Sunday, April 28, 2024
27.7 C
Jayapura

Mahfud MD Tegaskan Terorisme Tidak Selalu Bermotif Agama Tertentu

JAKARTA-Menteri Koordinator Bidang Politik, Hukum, dan Keamanan (Menkopolhukam) Mahfud MD menegaskan terorisme tidak selalu memiliki motif agama tertentu, melainkan bisa terkait politik dan ideologi, sehingga paham itu bukan semata-mata soal akidah.

Dia mencontohkan gerakan yang dilakukan Organisasi Papua Merdeka (OPM) termasuk terorisme dengan motif politik dan ideologi. Hal ini disampaikan Mahfud MD saat memberikan sambutan mewakili Presiden Joko Widodo di acara peringatan HUT ke-12 Badan Nasional Penanggulangan Terorisme (BNPT) di Jakarta, Selasa (19/7)..

“Misalnya gerakan di Papua yang disebut OPM, sehingga yang dikatakan terorisme itu sebenarnya bukan hanya terkait dengan agama tertentu.

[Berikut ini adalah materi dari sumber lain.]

Issue #2647, opened 2024-07-03
Need to skip scripts related to samples if enable generateSample: false


kazrael2119:
https://github.com/Azure/azure-sdk-for-js/pull/30102#discussion_r1662407510

PR #2650, opened 2024-07-05
enable sdk-type check, build License and skip scripts if generateSample:false

kazrael2119:
fixes https://github.com/Azure/autorest.typescript/issues/2644
fixes https://github.com/Azure/autorest.typescript/issues/2647
fixes https://github.com/Azure/autorest.typescript/issues/2641


packages/autorest.typescript/test/rlcIntegration/generated/dpgCustomization/package.json
```diff
@@ -21,7 +21,7 @@
     "LICENSE",
     "review/*"
   ],
-  "sdk-type": "client",
+  "sdk-type": "mgmt",
```
qiaozha, line 24: This is expected, autorest will set openapi-type as arm. by default https://github.com/Azure/autorest/blob/fa08f8cc5047c03320be8928d7f62d9235238f0a/packages/libs/configuration/resources/default-configuration.md?plain=1#L10 
and we use both azureArm and openapi-type === arm as isArm condition.

Another reason is for sdk-type related information, it will only get generated when azureSdkForJs is true.

qiaozha (approved):

PR #2653, opened 2024-07-09
New spread support

qiaozha:
fixes https://github.com/Azure/autorest.typescript/issues/2414

In typespec, we have two kinds of spread.
1. the spread of model
```
model Foo {
   prop1: string;
   prop2: boolean;
}
op test(...Foo): void;
```
2. the spread of alias
```
alias Foo = {
   prop1: string;
   prop2: boolean;
};
op test(...Foo): void;
```

Previously, we have decided that we will treat spread of a alias as a payload flatten in this pr https://github.com/Azure/autorest.typescript/pull/2020#issuecomment-1730613201 and spread of a model is not a payload flatten.

With payload flatten, the method signature would look like 
```ts
export function test(prop1: string, prop2: boolean): void;
```
Without payload flatten, the method signature would be:
```ts
export function test(body: {prop1: string, prop2: boolean}): void;
```

And because alias was treated as anonymous model, we used to call `getEffectivePayloadType` from typespec compiler to try to get a valid payload type whenever possible, our previous spread condition becomes we flatten payload for anonymous model. it has a potential draw back which is we don't know if this model is defined as anonymous or become anonymous because of alias spread.

In https://github.com/Azure/typespec-azure/issues/1043, we found that this kind of difference is too complex for customer to understand the client side behavior differently per on model or alias. we have decided to change that spread of a model is also a payload flatten. 

In this PR, we have 
1. integrate with the new spread behavior from tcgc, see  https://github.com/Azure/typespec-azure/pull/886#issue-2307938557 for more details.
2. mitigate the unnecessary flatten in our own test cases. 

now spread is spread, anonymous model is anonymous model.


packages/typespec-test/test/chatApi_modular/generated/typespec-ts/src/rest/clientDefinitions.ts
```diff
@@ -8,10 +8,10 @@ import { Client, StreamableMethod } from "@azure-rest/core-client";
 export interface CreateStreaming {
   /** Creates a new streaming chat completion. */
   post(
-    options?: CreateStreamingParameters,
+    options: CreateStreamingParameters,
```
qiaozha, line 11: this is expected, with the previous tsp 
```
  createStreaming(
    ...StreamingChatCompletionOptions<TState, TContext>,
  ): ChatCompletionChunk<TState, TContext>;
```
the bodyParameter is undefined, and we define the parameter required as 
`parameters?.bodyParameter?.optional === false`

packages/typespec-test/test/eventgrid_modular/generated/typespec-ts/review/eventgrid.api.md
```diff
@@ -50,7 +50,9 @@ export class EventGridClient {
     constructor(endpointParam: string, credential: KeyCredential, options?: EventGridClientOptions);
     acknowledgeCloudEvents(topicName: string, eventSubscriptionName: string, lockTokens: AcknowledgeOptions, options?: AcknowledgeCloudEventsOptionalParams): Promise<AcknowledgeResult>;
     readonly pipeline: Pipeline;
-    publishCloudEvent(topicName: string, event: CloudEvent, options?: PublishCloudEventOptionalParams): Promise<PublishResult>;
+    publishCloudEvent(topicName: string, event: {
+        event: CloudEvent;
+    }, options?: PublishCloudEventOptionalParams): Promise<PublishResult>;
```
qiaozha, line 55: this is expected, as the typespec is defined to have an anonymous body parameter for it.
```
  @post op PublishCloudEvent is Azure.Core.RpcOperation<{
    @doc("content type")
    @header("content-type")
    contentType: "application/cloudevents+json; charset=utf-8";

    @doc("Topic Name.")
    @path
    topicName: string;

    @body 
    event: {event: CloudEvent};
  }, { @body _: PublishResult; }>;
```

packages/typespec-test/test/widget_dpg/generated/typespec-ts/src/classic/widgets/index.ts
```diff
@@ -133,19 +127,17 @@ export function getWidgets(context: WidgetServiceContext) {
     getWidget: (id: string, options?: WidgetsGetWidgetOptionalParams) =>
       getWidget(context, id, options),
     createWidget: (
-      body: CreateWidget,
+      weight: number,
+      color: "red" | "blue",
```
qiaozha, line 131: this is expected as what tsp defined 
```
 @post createWidget(...CreateWidget): {
        @statusCode code: 201;
        @body widget: Widget;
    } | WidgetError;
```

packages/typespec-ts/test/modularIntegration/bodyOptionality.spec.ts
```diff
@@ -42,7 +42,7 @@ describe("Body Optionality Client", () => {
 
   it("should support required-implicit body", async () => {
     try {
-      const result = await client.requiredImplicit({ name: "foo" });
+      const result = await client.requiredImplicit("foo");
```
qiaozha, line 45: should be expected as cadl ranch want to test this.

packages/typespec-ts/test/modularIntegration/spreadParameters.spec.ts
```diff
@@ -12,7 +12,7 @@ describe("SpreadClient Client", () => {
 
   it("should spread named model", async () => {
     try {
-      const result = await client.model.spreadAsRequestBody({ name: "foo" });
+      const result = await client.model.spreadAsRequestBody("foo");
```
qiaozha, line 15: same here, should spread.

packages/typespec-test/test/chatApi_modular/generated/typespec-ts/src/rest/clientDefinitions.ts
qiaozha: issue tracked https://github.com/Azure/typespec-azure/issues/1149

packages/typespec-ts/src/modular/buildCodeModel.ts
```diff
@@ -841,10 +832,20 @@ function emitBasicOperation(
...
-      bodyParameter.type.properties.length > 0
+      originalBodyType.kind === "Model" &&
+      originalBodyType.name === "" &&
+      [...originalBodyType.properties.keys()].every(
+        (k) =>
+          operation.parameters.properties.has(k) &&
+          (operation.parameters.properties.get(k) ===
+            (originalBodyType as Model).properties.get(k) ||
+            operation.parameters.properties.get(k) ===
+              (originalBodyType as Model).properties.get(k)?.sourceProperty)
```
MaryGao, line 847: tbh i don't want to maintain this logic in modular side. this would introduce new debt for us when adopting to TCGC SdkPackage. i prefer to prioritize the task of integrating with SdkPackage for new changes in this semaster at least for our below goal.

```
we are committed to not accumulating any new debt moving forward.
```

@joheredi how do you think?

qiaozha: https://github.com/Azure/autorest.typescript/issues/2660 issue tracked. I will have another pr to take this as an example.

joheredi (approved):
Let's go with this fix to unblock moving the latest TCGC. In the meantime I'll setup some infrastructure so that we can move to using TCGC types in a more organized and smooth way

packages/typespec-test/test/chatApi_modular/generated/typespec-ts/src/rest/clientDefinitions.ts
qiaozha: Create this https://github.com/Azure/autorest.typescript/issues/2677 to track our codegen work.

Issue #2659, opened 2024-07-11
[RLC] Extensible Enums doesn't have known values in the docs anymore.


joheredi:
Extensible enums don't get the jsdoc with the possible values, it used to include them.

For more details: https://github.com/Azure/azure-sdk-for-js/pull/30373/files#r1674696379

This is the TypeSpec change used in the PR above: https://github.com/Azure/azure-rest-api-specs-pr/pull/17637/files#diff-c3d568193c41dfcf658ca0a92e7012d92b2c77e58e0c70e2e5c66aaf83f806b7

PR #2661, opened 2024-07-12
add-enum-description-for-rlc

qiaozha:
fixes https://github.com/Azure/autorest.typescript/issues/2659

### DIFF
--- a/packages/typespec-ts/src/utils/modelUtils.ts
+++ b/packages/typespec-ts/src/utils/modelUtils.ts
@@ -1446,7 +1446,11 @@ function getPriorityName(schema: Schema, usage?: SchemaContext[]): string {
 }
 
 function getEnumStringDescription(type: any) {
-  if (type.name === "string" && type.enum && type.enum.length > 0) {
+  if (
+    (type.name === "string" || type.alias === "string") &&
+    type.enum &&
+    type.enum.length > 0
+  ) {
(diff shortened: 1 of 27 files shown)


joheredi (approved):

packages/typespec-ts/src/utils/modelUtils.ts
```diff
@@ -1446,7 +1446,11 @@ function getPriorityName(schema: Schema, usage?: SchemaContext[]): string {
 }
 
 function getEnumStringDescription(type: any) {
-  if (type.name === "string" && type.enum && type.enum.length > 0) {
+  if (
+    (type.name === "string" || type.alias === "string") &&
```
MaryGao, line 1450: We also have cases for extensible enum for number, should we consider them also?

MaryGao (approved):
The change looks good to me.

packages/typespec-ts/src/utils/modelUtils.ts
qiaozha: added ut here https://github.com/Azure/autorest.typescript/pull/2661/files#diff-3b7495c06bf1fc41a5e741d3e68d82b771f1052cd2f36773395807e9cb7e4bc4R3638 for boolean type, waiting for typespec team's confirm. Probably won't fix https://github.com/Azure/typespec-azure/issues/1162

PR #2662, opened 2024-07-12
Introduce SdkType context

joheredi:
This PR introduces a context hook that allows to get an SdkType and SdkMethod from a low-level TypeSpec type such as Type or Operation.


packages/typespec-ts/src/modular/buildCodeModel.ts
```diff
@@ -754,6 +755,7 @@ function emitBasicOperation(
   rlcModels: RLCModel,
   hierarchies: string[]
 ): HrlcOperation {
+  const getSdkType = useSdkTypes()!;
```
joheredi, line 758: Changes here are an example on how to use this new context.

/cc - @qiaozha, @MaryGao

packages/typespec-ts/src/context/sdkTypes.ts
```diff
@@ -0,0 +1,74 @@
...
+  for (const sdkModel of sdkPackage.models) {
+    if (!sdkModel.__raw) {
+      continue;
+    }
+
+    sdkTypesContext.types.set(sdkModel.__raw, sdkModel);
+  }
+
+  for (const client of sdkPackage.clients) {
+    for (const method of client.methods) {
```
qiaozha, line 64: is every method belong to client now?

packages/typespec-ts/src/context/sdkTypes.ts
```diff
@@ -0,0 +1,74 @@
...
+    operations: new Map<Type, SdkMethod<SdkHttpOperation>>(),
+    types: new Map<Type, SdkType>()
+  };
+
+  for (const sdkEnum of sdkPackage.enums) {
+    if (!sdkEnum.__raw) {
+      continue;
+    }
+
+    sdkTypesContext.types.set(sdkEnum.__raw, sdkEnum);
```
qiaozha, line 52: if sdk packages has enums, should we also have that? for future better adoption?

packages/typespec-ts/src/modular/buildCodeModel.ts
```diff
@@ -841,6 +843,8 @@ function emitBasicOperation(
   } else {
     bodyParameter = emitBodyParameter(context, httpOperation);
     // Flatten the body parameter if it is an anonymous model
+    const sdkOperation = getSdkType(operation);
```
MaryGao, line 846: Operation is unlikely to type. In SDKType we could split all into different types and adopt into TCGC by need. And operations could be categoried into normal, LRO, paging ect or their generation could be parameters or responses. 

So `no new debt` means if we need something from TCGC, we need to replace relevant parts.

joheredi: We need to find the sweetspot between meaningful refactoring but keeping the changes as scoped as possible

packages/typespec-ts/src/context/sdkTypes.ts
joheredi: In TCGC sdkPackage yes, every method is under a client

packages/typespec-ts/src/context/sdkTypes.ts
joheredi: We are already setting the enums here

packages/typespec-ts/src/modular/helpers/namingHelpers.ts
```diff
@@ -77,6 +76,10 @@ export function getClassicalLayerPrefix(
   return prefix.join(separator);
 }
 
+export function isDefined<T>(thing: T | undefined | null): thing is T {
```
qiaozha, line 79: do we still need this? I remember Daniel's pr introduced this.

common/config/rush/pnpm-lock.yaml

OPM itu kan motifnya politik dan ideologi,” kata Mahfud yang dikutip dari kantor berita Antara, Selasa (19/7).

Motif politik gerakan OPM itu, lanjutnya, ialah ingin membuat Papua terpisah dari Negara Kesatuan Republik Indonesia (NKRI), sehingga kelompok tersebut melakukan kekerasan untuk menyebarkan ideologi tersebut.

“Politiknya ingin memecahkan diri, ideologinya tidak mau bersatu, tidak mau Pancasila, lalu melakukan kekerasan di tempat-tempat umum, membakar bandara, menembak warga sipil,” tambahnya.

Mahfud kemudian menyinggung pandangan sebagian masyarakat yang kerap mengaitkan terorisme dengan agama tertentu. Dia menegaskan dan membantah tudingan gerakan antiterorisme adalah gerakan anti-Islam.

“Saya ingin sampaikan secara khusus karena sering dikaitkan dengan agama. Ada tudingan kenapa di Indonesia kalau bicara terorisme kok selalu Islam, berarti gerakan antiterorisme itu gerakan anti-Islam? Justru sebenarnya yang akan kita bangun adalah untuk menunjukkan Islam itu bukan agama teror, karena Islam itu adalah agama yang menerima kosmopolitanisme,” jelasnya.

Menurut dia, teks proklamasi kemerdekaan Indonesia, yang pernah dibacakan Presiden Soekarno, memiliki substansi sama dengan Piagam Madinah dari Nabi Muhammad SAW. “Nabi Muhammad itu, saat mendirikan negara adalah negara kesewargaan atau kosmopolit. Buktinya apa? Piagam Madinah. Piagam Madinah itu substansinya sama dengan proklamasi kemerdekaan,” tegasnya.

Baca Juga :  Abadikan Nama Bung Karno di Kapal Kepresidenan

Kesepakatan mendirikan negara Indonesia, lanjutnya, adalah kesepakatan luhur yang harus ditaati. Menurut dia, begitu ada yang ingin mengubah akte kesepakatan yang bernama Proklamasi Kemerdekaan dan Pembukaan UUD Negara RI Tahun 1945 itu, berarti ingin mengubah Indonesia dan membongkar kesepakatan.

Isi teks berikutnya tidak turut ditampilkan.